New Jersey finds itself on the front lines of the war on poverty: Opinion

By Troy Singleton

With the holidays often placing an emphasis on the haves and have nots, I am reminded of these words from President John F. Kennedy: "If a free society cannot help the many who are poor, it cannot save the few who are rich."

This simple, yet profound statement underscores the paradox that has befuddled government leaders since his successor, President Lyndon B. Johnson, famously declared war on poverty. How do we help the less fortunate?

New Jersey is acutely impacted by this dilemma as we recently saw poverty spike to a 52-year high, according to a report released by Legal Services of New Jersey this year, with more than 2.7 million New Jerseyans — nearly one-third of the state’s population — now living at or below 250 percent of the federal poverty level, putting them in true or actual poverty as they grapple to meet basic necessities.

Poverty is an immoral and scandalous circumstance that undermines our state and our country’s ability to meet its future obligations and needs.
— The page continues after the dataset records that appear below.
Issue #1353, opened 2015-07-16
Pagination is broken.


juhijariwala:
**Problem:**
Pagination in stage history panel shows 10 records per page.
In the below example, you can see **Page1** has records from **5-14** while **Page2** has records from **1-4**. 

**Page1**
<img width="268" alt="screen shot 2015-07-15 at 10 06 09 am" src="https://cloud.githubusercontent.com/assets/4953510/8698068/28329aea-2b18-11e5-8fe1-dd8bec39c39c.png">

**Page2**
<img width="243" alt="screen shot 2015-07-15 at 10 06 22 am" src="https://cloud.githubusercontent.com/assets/4953510/8698070/2b8a0232-2b18-11e5-9fae-55e2016728ee.png">

**Note:** (Page 1 holds the latest records)

Let's suppose more records get added to the history. If I went to page 2, I would expect to only see records 1-4, but instead I see records 1-9 which is incorrect. The content of page 2 should not change. If you compare the first and second set of images you can see that records from 5-9 are displayed on both of the pages, page 1 and page 2. For more explanation refer http://www.sitepoint.com/paginating-real-time-data-cursor-based-pagination/ .

**page 1**
<img width="247" alt="screen shot 2015-07-15 at 2 10 40 pm" src="https://cloud.githubusercontent.com/assets/4953510/8698228/c4368fcc-2b19-11e5-9b44-ad5e247cb32c.png">

**page 2**
<img width="247" alt="screen shot 2015-07-15 at 2 10 49 pm" src="https://cloud.githubusercontent.com/assets/4953510/8698234/c72c4aaa-2b19-11e5-8376-7f6cecff9c5d.png">
​
For this problem, I would like to propose a solution where there are just two buttons to navigate between pages (previous and next).
The previous button will retrieve a fixed number of records before the top record in the page. The next button will retrieve a fixed number of records after the last record in the page.

| Stage History |
| --- |
| Record 11 |
| Record 12 |
| Record 13 |
| Record 14 |
| Record 15 |
| Record 16 |
| Record 17 |
| Record 18 |
| Record 19 |
| Record 20 |

Previous will retrieve the records before Record10.
Next will retrieve the records after Record20.

**Result of prev**

| Stage History |
| --- |
| Record 1 |
| Record 2 |
| Record 3 |
| Record 4 |
| Record 5 |
| Record 6 |
| Record 7 |
| Record 8 |
| Record 9 |
| Record 10 |

**Result of next**

| Stage History |
[...]

PR #5620, opened 2018-12-25
Stage history api V1

varshavaradarajan:
@GaneshSPatil - Review only the last commit. Since I am basing this branch off of the main branch in #5578, other commits are shown. They will disappear after the other PRs are merged. Okay?

### DIFF
--- a/api/api-stage-operations-v1/src/main/java/com/thoughtworks/go/apiv1/stageoperations/StageOperationsControllerV1.java
+++ b/api/api-stage-operations-v1/src/main/java/com/thoughtworks/go/apiv1/stageoperations/StageOperationsControllerV1.java
@@ -22,15 +22,18 @@ import com.thoughtworks.go.api.representers.JsonReader;
 import com.thoughtworks.go.api.spring.ApiAuthenticationHelper;
 import com.thoughtworks.go.api.util.GsonTransformer;
 import com.thoughtworks.go.api.util.HaltApiResponses;
+import com.thoughtworks.go.apiv1.stageoperations.representers.StageInstancesRepresenter;
 import com.thoughtworks.go.apiv1.stageoperations.representers.StageRepresenter;
 import com.thoughtworks.go.config.exceptions.RecordNotFoundException;
 import com.thoughtworks.go.domain.JobInstance;
 import com.thoughtworks.go.domain.NullStage;
 import com.thoughtworks.go.domain.Stage;
+import com.thoughtworks.go.presentation.pipelinehistory.StageInstanceModels;
 import com.thoughtworks.go.server.service.PipelineService;
 import com.thoughtworks.go.server.service.ScheduleService;
 import com.thoughtworks.go.server.service.StageService;
 import com.thoughtworks.go.server.service.result.HttpOperationResult;
+import com.thoughtworks.go.server.util.Pagination;
 import com.thoughtworks.go.serverhealth.HealthStateScope;
 import com.thoughtworks.go.serverhealth.HealthStateType;
 import com.thoughtworks.go.spark.Routes;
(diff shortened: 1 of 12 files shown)


api/api-dashboard-v3/src/main/java/com/thoughtworks/go/apiv3/dashboard/representers/StageRepresenter.java
```diff
@@ -0,0 +1,46 @@
...
+                linkWriter.addLink("self", Routes.Stage.self(pipelineName, pipelineCounter, model.getName(), model.getCounter()));
+            })
+            .add("name", model.getName())
+            .add("counter", model.getCounter())
+            .add("status", model.getState().name())
+            .add("approved_by", model.getApprovedBy())
+            .add("scheduled_at", model.getScheduledDate());
+
+        if (model.getState().stageResult() == StageResult.Cancelled) {
+            jsonOutputWriter.add("cancelled_by", model.getCancelledBy() == null ? "GoCD" : model.getCancelledBy());
```
GaneshSPatil: @varshavaradarajan -- I think, this is the only change from Dashboard API `v2` and `v3`.

Just a nitpick (info), if a system has a user with `GoCD`, it will conflict with our approach. Though, I am OK with this conflict.

\cc: @maheshp @varshavaradarajan @arvindsv @ketan

arvindsv:
@GaneshSPatil 

> This PR contains other changes as well apart from Stage history api V1.

The description says only the last commit should be reviewed.

api/api-dashboard-v3/src/main/java/com/thoughtworks/go/apiv3/dashboard/representers/StageRepresenter.java
arvindsv: I think that's ok. We also treat "changes" as special, in a way ("Triggered by changes").

varshavaradarajan:
What about:
```json
"_meta": {
  "total": 3,
  "offset": 1,
  "page_size": 10,
  "next_page": "http://localhost:8153/go/api/stages/up42/up42_stage/history/2"
}
```
`next_page` will be `null` if its the last page.

ketan:
[This blog from slack](https://slack.engineering/evolving-api-pagination-at-slack-1c1f644f8e12) describes why the current pagination we use is completely broken, in addition to high performance cost of retrieval of data, it's also inaccurate when you're paginating through results while writing items to the dataset. The blog mentions some tradeoffs of cursor based pagination, but that's possibly something we can address in other ways.

See #1353 and #1100.

ketan:
This is a good example of the complexities involved with the current pagination. A method to get a page of stage history from cache: https://github.com/gocd/gocd/blob/49ddcb8a0a7c3c8fe85025b8ca2b443a5dfdbd62/server/src/main/java/com/thoughtworks/go/server/dao/StageSqlMapDao.java#L442-L462

Then because there's a cache involved, something to purge the cache:  https://github.com/gocd/gocd/blob/49ddcb8a0a7c3c8fe85025b8ca2b443a5dfdbd62/server/src/main/java/com/thoughtworks/go/server/dao/StageSqlMapDao.java#L117-L130

Which is invoked when a single stage is updated: https://github.com/gocd/gocd/blob/49ddcb8a0a7c3c8fe85025b8ca2b443a5dfdbd62/server/src/main/java/com/thoughtworks/go/server/dao/StageSqlMapDao.java#L284-L301 or created: https://github.com/gocd/gocd/blob/49ddcb8a0a7c3c8fe85025b8ca2b443a5dfdbd62/server/src/main/java/com/thoughtworks/go/server/dao/StageSqlMapDao.java#L91-L115

varshavaradarajan:
@ketan, @GaneshSPatil  - I have an initial patch for cursor pagination for stage history (api only).  However, I don't think it should be a part of this PR. Because, changes to pagination involves changes to more than just the stage history API. If you want to hold off announcing stage history v1 because of the proposed changes to pagination, that's fine. 

The patch still needs to take care of the following things:
- db perf
- currently uses Pagination.offset as the next cursor. But that needs to be updated.
- The old rails API will be broken because of this change. Needs fixing
- refactoring Stage.xml 

I didn't fully get what's been proposed as part of https://github.com/gocd/gocd/issues/1353. But the stage details page uses another query to get the information, which also needs to change to remove offset and use cursor pagination instead. 

Here's what the API response will contain. 
```
"meta" : {
    "page_size" : 10,
    "next_cursor" : 19,
    "_links" : {
      "next_page" : {
        "href" : "http://localhost:8153/go/api/stages/p3/s3/history/19"
      }
    }
  }
```
Commit: https://github.com/varshavaradarajan/gocd/commit/df3063c676084efb9cc31fed6967eee6b717c0b1

varshavaradarajan:
@ketan - updates? I haven't included the pagination changes as part of this PR as mentioned above. I think this can be merged and the discussion around pagination continued.

Issue #5605, opened 2018-12-20
Move artifact store SPA to typescript


bdpiparva:
- [x] Move existing `ArtifactStore` spa to typescript(#5623)
- [x] Add a toggle to switch to old page(`use_old_artifact_stores_spa `)
   ```bash
   curl -H 'Confirm:true' \
          -u 'username:password' \ 
          http://example.ci.com/go/api/admin/feature_toggles/use_old_artifact_stores_spa \
          -d toggle_value=on
  ```
- [x] Update functional tests for the same(https://github.com/gocd/ruby-functional-tests/pull/256)

PR #5623, opened 2018-12-26
Moving artifact store spa to typescript - #5605

bdpiparva:


.idea/codeStyles/Project.xml
```diff
@@ -15,11 +15,11 @@
     <HTMLCodeStyleSettings>
       <option name="HTML_ENFORCE_QUOTES" value="true" />
     </HTMLCodeStyleSettings>
-    <JSCodeStyleSettings version="0">
+    <JSCodeStyleSettings>
```
GaneshSPatil: These settings keep changing based on the IntelliJ version that we use.
Not sure whether we should commit these changes or ignore.

\cc: @ketan

PR #5628, opened 2018-12-27
Users api v3

GaneshSPatil:
Introduce Users API v3 to include `is_admin` and `roles` information


api/api-users-v3/src/main/java/com/thoughtworks/go/apiv3/users/UsersControllerV3.java
```diff
@@ -0,0 +1,198 @@
...
+        if (!deletionFailureResult.isEmpty()) {
+            res.status(result.httpCode());
+            return writerForTopLevelObject(req, res, outputWriter -> BulkDeletionFailureResultRepresenter.toJSON(outputWriter, deletionFailureResult, result));
+        }
+
+        return renderHTTPOperationResult(result, req, res);
+    }
+
+    private String saveUserAndRenderResult(Request req, Response res, HttpLocalizedOperationResult result, User user, String username) throws IOException {
+        userService.save(user, TriState.from(user.isEnabled()), TriState.from(user.isEmailMe()), user.getEmail(), user.getMatcher(), result);
```
ketan: This is problematic. In the earlier API, if the boolean flag was not set, it implied not changing that property. The new implementation, it appears may possibly cause a `PATCH` api with no `enabled/email_me` option set to actually unset the value on the user record.

If the current implementation does handle that, then perhaps a test is required.

PR #5639, opened 2018-12-28
Users api v3 remaining endpoints

GaneshSPatil:


ketan:
Commit message inspired from https://whatthecommit.com/ ?

GaneshSPatil:
> Commit message inspired from https://whatthecommit.com/ ?

@ketan -- Sorry about that. I will squash and amend (write a better) commit message :).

We can no longer afford to let this blight on the American spirit go unchallenged.

As the face of poverty has evolved and morphed into the faces of our families, friends and neighbors, a sober imperative confronts us.

The challenge before the current crop of government leaders is to reboot the conversation on poverty by replacing words like sequestration with job creation and investing in the economic security of our families.

In one of the richest states in the country, issues of educational inequities, lack of housing diversity, inaccessible health care and economic fragmentation are allowed to become signs of the status quo.

How do we fix this?

It begins by investing in what we know works to elevate our collective station in life. Education, job training and pro-growth economic expansion policies have historically demonstrated their worth in elevating folks from impoverished to empowered.

There are a number of proposals I have sponsored that are working their way through the Legislature now to help these critical poverty-fighting elements, education being the greatest influencer.

We just sent a bill to Gov. Chris Christie to explore full-day kindergarten, a key component in providing children with an early head start and a better shot at success. I’ve also sponsored a bill package to create a new approach to public education that would boost the performance of students and teachers and attract quality educators to critical subject areas like science, technology and math, where employment opportunities are in demand.

Another bill would increase teaching opportunities for minority men to help provide high-quality teachers in chronically challenged schools. This is a great way to help an underrepresented portion of the population find a solid, stable career path while serving as positive role models for students in failing districts, many of whom are minorities.

There are also a number of existing state programs we must continue to prioritize because they can make a difference for struggling families forced to choose between food on the table and paying a bill. Funding for grants to help construct and rehabilitate affordable housing, to help low-income families pay utility bills and to help fund local Head Start programs are all valuable tools in the war against poverty.

However, more can be done, like making saving for retirement easier, less expensive and more secure. We need to stabilize family income and realign the discrepancy between the growth in productivity and the lack of growth in wages so that all workers and their families benefit as our economy becomes richer.

Poverty is the great contaminant that stains the fabric of society and shackles our quest for shared prosperity.

With the nation’s economic forecast beginning to strengthen, it’s time to demand an economy that allows every citizen the same opportunity to compete. By embarking on this path, we will generate a prosperity that ensures economic gains benefit not only those at the very top of the economic ladder, but also those who struggle most to get on.